**Exercise:** Filter out every line below that lacks "prabhjot", and copy the rest.

**Provided material:**
PR #3056, opened 2023-05-16
Filter messageReceived notification in adapter by threadId

AmyL219:
# What

Filter messageReceived notification in adapter by threadId

# Why

The composite is specifically designed for single-threaded use. To avoid confusion when a user participates in multiple threads, we filter messageReceived notifications by threadId.

# How Tested

Use same token in joining two different threads. Observed if the adapter only emit the event for the message specific to this chat thread

# Process & policy checklist


emlynmac (approved):

packages/react-composites/src/composites/ChatComposite/adapter/AzureCommunicationChatAdapter.ts
```diff
@@ -369,6 +369,12 @@ export class AzureCommunicationChatAdapter implements ChatAdapter {
   }
 
   private messageReceivedListener(event: ChatMessageReceivedEvent): void {
+    const isCurrentChatAdapterThread = event.threadId === this.chatThreadClient.threadId;
+
+    if (!isCurrentChatAdapterThread) {
```
JoshuaLai, line 374: nipick: do we even need the `const` in this case? I guess it makes it slightly clearer and easier to read. 
```suggestion
    if (event.threadId !== this.chatThreadClient.threadId) {
```

JoshuaLai (approved):

packages/react-composites/src/composites/ChatComposite/adapter/AzureCommunicationChatAdapter.ts
AmyL219: I think using a descriptive variable name here could improve readability.

AmyL219:
Based on our previous discussion, we're treating this behavior update in the adapter as a bug fix. As this might require Contoso to modify their implementation code, let me know if there are any additional steps to consider during the release. cc @JoshuaLai

JoshuaLai:
@AmyL219 lets just make a not of it. When we create the release notes for the release branch we will provide a more detailed description if need be.

PR #3060, opened 2023-05-16
Fix issue where after changing background, the previous background persisted for a split second

JamesBurnside:
# What

Apply effects to local video stream before starting the camera in the call.

# Why

Fix issue where after changing background, the previous background persisted for a split second

# How Tested

Locally, all working except turning off the background when the camera is off. This happen before this change also and appears to be a bug in the SDK, this will need to be a separate bug.


packages/react-composites/src/composites/CallComposite/adapter/AzureCommunicationCallAdapter.ts
```diff
@@ -542,9 +545,30 @@ export class AzureCommunicationCallAdapter<AgentType extends CallAgent | BetaTea
...
-        await this.handlers.onToggleCamera(options);
+        // First kick off the effect on the local device before starting the camera in the call.
+        // This prevents the effect not being applied for a brief moment when the camera is started.
         /* @conditional-compile-remove(video-background-effects) */
-        await startSelectedVideoEffect(this);
+        {
+          const selectedEffect = this.getState().selectedVideoBackgroundEffect;
+          const videoDeviceInfo = this.getState().devices.selectedCamera || this.getState().devices.cameras[0];
+          if (selectedEffect && videoDeviceInfo) {
+            const stream = new SDKLocalVideoStream(videoDeviceInfo);
```
prabhjot-msft, line 555: Do we need to create a new effect here? We have underlying handlers, shouldn't we call that. Another question about video device info, here the first camera is selected. Should the effect be applied to all video streams.

JamesBurnside: Good questions!

> We have underlying handlers, shouldn't we call that

The handlers we have only act on active streams - as they should. Here we are applying an effect to a local video stream before turning it on. The only reason we can do this is we know we are turning that camera on right away.

> Could we update the handlers to always work on inactive cameras?

Yes, but then we would need extra logic to start and stop effects when the camera is switched. Here we don't need to worry becuase we are immediately turning on the camera. We could also move this logic into the onToggleCamera handler but that muddies its functionality and removes the reflective properties of the function mapping to the according react component.

> the first camera is selected. Should the effect be applied to all video streams

We shouldn't because we are applying the effect to the camera (i.e. the stream) we are immediately about to turn on (I'll update this bit code to use a common function that onStartCamera uses so they always use the same logic of grabbing the selected camera).

prabhjot-msft (approved):
Looks good, just a minor comment if we could move the code for starting effect in a util method, rather than keeping in the start camera adapter function.

packages/react-composites/src/composites/CallComposite/adapter/AzureCommunicationCallAdapter.ts
edwardlee-msft, line 555: Nice this a neat fix.
Non blocking question: 
Creating a new SDKLocalVideoStream doesn't "turn on" the camera does it, not until we onToggleCamera?
Confirming cause I don't know if there would be any concerns with getting video stream prior to actually turning it on. Would be less of a concern if we had a pre local preview view that contoso can view before actually turning on the camera.

edwardlee-msft (approved):

packages/react-composites/src/composites/CallComposite/adapter/AzureCommunicationCallAdapter.ts
JamesBurnside: It doesn't, but only because of the calling sdk's implementation (it waits until createView is called). Really we should assume it _does_ turn on and use the camera because we are acquiring a stream. In this case its OK to do so because we are calling this on an onStartCamera function so camera access is expected

PR #3063, opened 2023-05-17
Add the beta release validation in CI

PorterNan:
# What

Add the beta release validation in CI

# Why

# How Tested

# Process & policy checklist


common/config/rush/command-line.json
```diff
@@ -74,6 +83,17 @@
...
+    {
+      "commandKind": "bulk",
+      "name": "build",
+      "summary": "Build all projects that haven't been built, or have changed since they were last built",
+      "description": "This command is similar to \"rush rebuild\", except that \"rush build\" performs...",
+      "safeForSimultaneousRushProcesses": false,
+      "enableParallelism": true,
+      "ignoreDependencyOrder": false,
+      "ignoreMissingScript": false,
+      "allowWarningsInSuccessfulBuild": true
```
PorterNan, line 95: We ignore warning as failure check for api updates, because we have a following step in GitHub action which checks file changes for those updates

For beta-release build, generate a new api file is always expected

common/config/babel/.babelrc.js
```diff
@@ -58,8 +58,19 @@ process.env['COMMUNICATION_REACT_FLAVOR'] === 'stable' &&
         // feature for blurred background and replace background effects
         'video-background-effects',
         // feature for vertical gallery layouts in VideoGallery
-        'vertical-gallery'
+        'vertical-gallery',
+        // a demo feature flag for those beta feature not ready for beta release
+        'in-progress-beta-feature-demo'
```
emlynmac, line 63: Do we need to communicate how and when to use this flag?

alkwa-msft: I think its worthwhile to add some documentation on how to use this just so there isn't any miscommunication about adding the entry to the wrong list or how to debug something wierd going on. Getting a first version of thoughts down might be good to help us understand if there are any gaps in documentation. @PorterNan

PorterNan: Definitely, we are doing this as an experiment for next release, and will have a more official version after that, once we polish this well and make this ready for general usage, we will have have a meeting talk about this and collect more feedbacks

common/config/babel/.babelrc.js
```diff
@@ -58,8 +58,19 @@ process.env['COMMUNICATION_REACT_FLAVOR'] === 'stable' &&
...
+      ],      
+      // A list of in progress beta feature.
+      // These features are still beta feature but "in progress"
+      // causing a build failure, but they are ignored by the preprocessing step.
+      inProgressFeatures: [
```
PorterNan, line 68: Take a note here from offline chat with Donald - this could be named as 'alpha' or something to have a more straightforward meaning

Will bring this up with our whole team when we talk about the proposal

PR #3074, opened 2023-05-18
Update stateful to handle array of active background effects

JamesBurnside:
# What

- Update the api to be an array of activeEffects same as calling SDK
  - Remove isActive in favor of just the name to match calling sdk API.
- Update activeEffects when the callsubscriber receives the localVideoStreamUpdated event

# Why

Updates to match calling sdk api

# How Tested

Ran locally and could change effects.


packages/calling-stateful-client/src/CallContext.ts
```diff
@@ -275,19 +275,13 @@ export class CallContext {
   }
 
   /* @conditional-compile-remove(video-background-effects) */
-  public setCallLocalVideoStreamVideoEffects(
-    callId: string,
-    videoEffects: Partial<LocalVideoStreamVideoEffectsState>
-  ): void {
+  public setCallLocalVideoStreamVideoEffects(callId: string, videoEffects: LocalVideoStreamVideoEffectsState): void {
```
prabhjot-msft, line 278: should the videoEffects be of type `videoeffectname[]` not sure if we still need `LocalVideoStreamVideoEffectsState`

JamesBurnside: Great point, I also thought upon this. My feeling for keeping the nested `videoEffects: LocalVideoStreamVideoEffectsState` in the stateful client was that the videoEffects returned by the calling sdk is an object. Currently it just has activeEffects array, but in future there is a potential to have more properties

prabhjot-msft (approved):

mgamis-msft (approved):

PR #175, opened 2015-11-04
Theme inheritance

### LINKED ISSUE #173: Theme inheritance restricted to same source tree
Building a theme which inherits from an existing implementation (not directly from wcomponents-theme) currently requires that the sub-theme and inherited theme are in the same source directory, for example:

```
src
 |- parent_theme
 |_ child_theme
```

This is overly restrictive as it prevents use of published themes (such as our own theme-inhouse project) as the basis of inheritance. I would argue that this is a bug rather than an enhancement because we have a sample theme which allows inheritance (through the existence of `sources.xml`) but which is not usable for this very process.

## Suggestion

We should allow inheritance from a path to another theme, including from the source zip file created during build. So given two independent paths:
```
/some/path/to/parent_theme
/some/other/path/to/child_theme
```

The child theme should be buildable having an `inherit.txt` containing either `/some/path/to/parent_theme` **or** `/some/path/to/a/previously/built/parent/theme/parent_theme-[VERSION]-sources.zip`.

marksreeves:
Updated sub-theme merging so that `inherit.txt` can contain one of:

1. a simple string without “/“ which is a theme in the current source
root (the currently supported scenario); or
2. the path to the root directory of the theme to be inherited; or
3. the path to a theme sources zip file.

Fixes #173

### DIFF
--- a/wcomponents-theme/build.xml
+++ b/wcomponents-theme/build.xml
@@ -233,15 +233,60 @@ chromedriver_cdnurl=${mirror.root}/chromedriver
 			<property name="impl.src.dir" location="@{rootDir}/@{implName}"/>
 			<var name="prototype.name" unset="true"/>
 			<loadfile property="prototype.name" srcFile="${impl.src.dir}/inherit.txt"/>
+
+			<var name="prototype.dir" unset="true"/>
+			<var name="merge.impl.dir" unset="true"/>
+			<var name="prototype.src.dir" unset="true"/>
+
+			<if>
+				<isset property="prototype.name"/>
+				<then>
+					<if>
+						<and>
+							<available file="${prototype.name}" type="file"/>
+							<matches string="${prototype.name}" pattern="\.zip$" casesensitive="false"/>
+						</and>
+						<then>
+							<echo>Found prototype zip file ${prototype.name}</echo>
+							<delete dir="${tmp.dir}/parent"/>
+							<!-- unzip the zip and set the path -->
+							<unzip src="${prototype.name}" dest="${tmp.dir}/parent" overwrite="true" failOnEmptyArchive="true">
+								<patternset>
+									<include name="*/**"/>
+								</patternset>
+							</unzip>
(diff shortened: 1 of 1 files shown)


marksreeves:
@ricksbrown Do you want to take a look at this before it is merged?

wcomponents-theme/build.xml
```diff
@@ -233,15 +233,59 @@ chromedriver_cdnurl=${mirror.root}/chromedriver
...
+							<then>
+								<echo>Found prototype directory named ${prototype.name}</echo>
+								<property name="prototype.dir" location="${prototype.name}"/>
+							</then>
+						</elseif>
+						<elseif>
+							<available file="${impl.src.rootdir}/${prototype.name}" type="dir"/>
+							<then>
+								<echo>Using simple fallback prototype ${impl.src.rootdir}/${prototype.name}</echo>
+								<property name="prototype.dir" location="${impl.src.rootdir}/${prototype.name}"/>
```
ricksbrown: Same deal here, may as well set `prototype.dir` at the top of this block

wcomponents-theme/build.xml
```diff
@@ -233,15 +233,59 @@ chromedriver_cdnurl=${mirror.root}/chromedriver
...
+						<then>
+							<echo>Found prototype zip file ${prototype.name}</echo>
+							<delete dir="${tmp.dir}/parent"/>
+							<!-- unzip the zip and set the path -->
+							<unzip src="${prototype.name}" dest="${tmp.dir}/parent" overwrite="true" failOnEmptyArchive="true">
+								<patternset>
+									<include name="*/**"/>
+								</patternset>
+							</unzip>
+							<property name="prototype.dir" location="${tmp.dir}/parent"/>
```
ricksbrown: Suggest moving this to the top of the `then` block and then replace usages of `${tmp.dir}/parent` with `${prototype.dir}`.

ricksbrown:
@marksreeves two optional suggestions, otherwise LGTM
In future we may want to consider allowing relative paths as well but for now it's not worth it.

**Answer to this task:**
prabhjot-msft, line 555: Do we need to create a new effect here? We have underlying handlers, shouldn't we call that. Another question about video device info, here the first camera is selected. Should the effect be applied to all video streams.
prabhjot-msft (approved):
prabhjot-msft, line 278: should the videoEffects be of type `videoeffectname[]` not sure if we still need `LocalVideoStreamVideoEffectsState`
prabhjot-msft (approved):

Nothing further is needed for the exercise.